Sie schlug nach einem kurzen Zögern ein. „Die haben wir.“
So hatte ihre erste Begegnung seit dem College ausgesehen. Sie hatten zusammengearbeitet, Faizah war unermüdlich gewesen und hatte ihm kaum eine Sekunde Ruhe gegönnt, aber er musste zugeben, dass ihre Ideen gut waren und sie kamen auch gut beim Volk an. Sie verschaffte ihm tatsächlich die Stimmen, die er brauchte, um zum Bürgermeister gewählt zu werden. In all der Zeit hatten sie viel Zeit miteinander verbracht, sich besser kennengelernt und ihm war ihre unnachgiebige Art regelrecht ans Herz gewachsen. Sie wusste, was sie wollte und setzte es durch. Es hätte ihn also nicht wundern sollen, dass sie nach getaner Arbeit zu ihrer eigentlichen Berufung zurückkehren wollte. Er erinnerte sich noch gut an ihre letzte Begegnung…
„Und du willst wirklich gehen? Ich könnte deine Hilfe echt gebrauchen, das weißt du?“ Seine Stimme klang neutral und er gab sich gleichmütig, obwohl er nichts lieber gehabt hätte, als wenn sie bei ihm geblieben wäre.
„Du hast dich ziemlich gut gemacht, du kriegst das auch ohne mich hin“, entgegnete sie locker.
„Wow, war das gerade beinahe ein Kompliment?“
Sie verdrehte die Augen und stieß ihm gegen den Arm.
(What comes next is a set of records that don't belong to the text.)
PR #29718, opened 2025-09-08
TST: not to include the LONGDOUBLE test on AIX

kkwli:
On AIX, `double` and `long double` have the same size. This patch is
update the test to exclude `LONGDOUBLE` test.


mattip:
Thanks @kkwli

Selbst das würde er vermissen, obwohl sie einen guten Schlag draufhatte, der ihm schon den ein oder anderen blauen Fleck eingebracht hatte.
Er seufzte. „Dann pass wenigstens auf dich auf, ja?“
„Höre ich da etwa Sorge um mich?“, zog sie ihn auf.
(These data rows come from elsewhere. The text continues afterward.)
PR #29729, opened 2025-09-09
TST: Fix np.random thread test failures

bwhitt7:
This PR is related to #29552, specifically seeking to address `np.random` thread safe issues. Calls to legacy `np.random` affects global state, and occasionally this results in test failures when running tests in parallel threads, especially when tests are expecting specific results for a specific seed (`np.random.seed` is a good indicator of this). This can be fixed by making these global state calls into local state calls using `Generator` or `RandomState` instances.

For now, most of these tests have been converted to use `np.random.RandomState` instances, since these test files are generally testing the legacy RandomState. Notably `numpy/random/test/test_random.py` and `numpy/random/test/test_regression.py` have not been touched since I figured they should continue to test the global `np.random` calls and not be run in parallel. If folks think it's okay to also convert these files, I can definitely do so.

### DIFF
--- a/numpy/random/tests/test_random.py
+++ b/numpy/random/tests/test_random.py
@@ -1062,9 +1062,6 @@ class TestBroadcast:
     # correctly when presented with non-scalar arguments
     seed = 123456789
 
-    def setSeed(self):
-        return random.RandomState(self.seed)
-
     # TODO: Include test for randint once it can broadcast
     # Can steal the test written in PR #6938
 
@@ -1075,11 +1072,11 @@ class TestBroadcast:
                             0.53413660089041659,
                             0.50955303552646702])
 
-        rng = self.setSeed()
+        rng = random.RandomState(self.seed)
         actual = rng.uniform(low * 3, high)
         assert_array_almost_equal(actual, desired, decimal=14)
 
-        rng = self.setSeed()
+        rng = random.RandomState(self.seed)
         actual = rng.uniform(low, high * 3)
         assert_array_almost_equal(actual, desired, decimal=14)
 
@@ -1091,12 +1088,12 @@ class TestBroadcast:
                             2.1283977976520019,
                             1.8417114045748335])
 
-        rng = self.setSeed()
+        rng = random.RandomState(self.seed)
         actual = rng.normal(loc * 3, scale)
         assert_array_almost_equal(actual, desired, decimal=14)
         assert_raises(ValueError, rng.normal, loc * 3, bad_scale)
 
-        rng = self.setSeed()
+        rng = random.RandomState(self.seed)
         actual = rng.normal(loc, scale * 3)
         assert_array_almost_equal(actual, desired, decimal=14)
         assert_raises(ValueError, rng.normal, loc, bad_scale * 3)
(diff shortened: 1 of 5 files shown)


numpy/random/tests/test_randomstate.py
```diff
@@ -1320,134 +1319,127 @@ class TestBroadcast:
     seed = 123456789
 
     def set_seed(self):
-        random.seed(self.seed)
+        return random.RandomState(self.seed)
```
rkern: The name of this method is no longer appropriate. Feel free to inline `random.RandomState(self.seed)` everywhere in this class (or rename this method if it's easier).

numpy/random/tests/test_randomstate.py
```diff
@@ -364,20 +364,20 @@ def test_repeatability(self):
                'uint8':  '001aac3a5acb935a9b186cbe14a1ca064b8bb2dd0b045d48abeacf74d0203404'}  # noqa: E501
 
         for dt in self.itype[1:]:
-            random.seed(1234)
+            rng = random.RandomState(1234)
 
             # view as little endian for hash
             if sys.byteorder == 'little':
-                val = self.rfunc(0, 6, size=1000, dtype=dt)
+                val = rng.randint(0, 6, size=1000, dtype=dt)
```
rkern, line 373: There are more `self.rfunc` references in this class that still need to be removed. Delete the class attribute as it's no longer necessary.

rkern (commented):
A couple of minor things. Other than that, the changes look good.

AFAICT, all of the tests in `test_random.py` could be converted to use explicit `RandomState` instances; I don't think they test anything about the `np.random.*` global method aliases separately. The only test in `test_regression.py` that actually tests global state functionality specifically is `test_call_within_randomstate` (it checks whether a specific `RandomState` method call on a separate instance might affect the global state). The rest are safe to convert. I think many of the `test_random.py` tests are duplicated by `test_randomstate.py`, but I don't think we need a separate copy that tests the `np.random.*` aliases explicitly, at least not in terms of their detailed functionality. IMO, at least.

bwhitt7:
@rkern Thank you for the feedback! I went ahead and committed the changes you suggested, as well as making changes to `test_random.py` and `test_regressions.py`. For now I'm mainly converting the tests that caused thread safety issues, but I can go back to these tests at some point and convert the rest of of the global `np.random.*` calls to use `RandomState` instances instead if folks think that's best.

numpy/random/tests/test_random.py
```diff
@@ -1060,137 +1063,130 @@ class TestBroadcast:
     seed = 123456789
 
     def setSeed(self):
```
ngoldbaum: I feel like this should be renamed to e.g. `create_rng`. But also it's a one-liner and doesn't really need to be a function at all IMO.

ngoldbaum (approved):
I read through everything and this is 100% a mechanical change that looks correct to me. Just one nitpick where I think we don't want to leave it as it was anymore because of how you've changed it.

numpy/random/tests/test_random.py
bwhitt7: Ah, I made this change in `test_randomstate` and forgot to do the same in `test_random`, thanks for the catch!

ngoldbaum:
Thanks @bwhitt7!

„Ich kann es mir nicht leisten, meine größte Kritikerin zu verlieren“, gab er zurück.
„Ach, keine Sorge, ich werde ein paar Freunde von mir dazu anstiften, dich regelmäßig mit Kritik zu überschütten. Und wenn ich das nächste Mal in der Stadt bin, können wir gerne noch mal wieder einen Kaffee trinken, in Ordnung?“ Sie zwinkerte ihm zu und verließ dann sein Büro.
Er schaute ihr hinterher und seufzte. Er würde sie vermissen.
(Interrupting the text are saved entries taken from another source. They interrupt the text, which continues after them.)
PR #29733, opened 2025-09-10
TYP: fix method declarations in ``floating``, ``timedelta64``, and ``datetime64``

jorenham:
Follow-up of #29695 and #29706, resolving https://github.com/python/mypy/pull/15993#issuecomment-3240220599


jorenham:
I like the mypy_primer diffs.

For freqtrade it's safe to ignore, because it's just showing that the reported error code changed for a single line.
For `pandas-stubs` and [`scipy-stubs`](https://github.com/scipy/scipy-stubs/)[^1] this is good news, since they can remove a bunch of `# type ignore`s with this.

[^1]: Wow what an amazing package! I wonder who wrote it... 😏

charris:
Thanks Joren.

PR #28925, opened 2025-05-08
DEP: Deprecate setting the strides attribute of a numpy array

eendebakpt:
Addresses part of https://github.com/numpy/numpy/issues/28800.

Zu diesem Zeitpunkt wusste er noch nicht, dass er sie nie wiedersehen würde.
Die roten Blumen vor dem Grabstein mit ihrem Namen waren ein viel zu greller Farbklecks vor dem grauen Stein, den man als Erinnerung an sie aufgestellt hatte. Es gab kein Grab, ihre Leiche war wie die hunderter anderer nie gefunden worden.
Es war ein Einsatz gewesen. Sie hatte im Katastrophenteam von ‚Ärzte ohne Grenzen‘ gearbeitet. Ein Erdbeben in Südamerika mit vielen Toten und Verletzten sollte ihr letzter Einsatz werden. Ein Nachbeben löste ein Tsunami aus. Das Krankenhaus, in dem sie sich um die Verletzten gekümmert hatte, war vom Wasser vollständig verschluckt worden. Ihr Körper war hinaus aufs Meer getragen worden, eine Reise ohne Wiederkehr.
Er hätte sie aufhalten müssen, als sie gehen wollte, obwohl er genau wusste, dass nichts sie hätte halten können. Er vermisste sie.
Er hätte ihr sagen sollen, dass er sie geliebt hatte.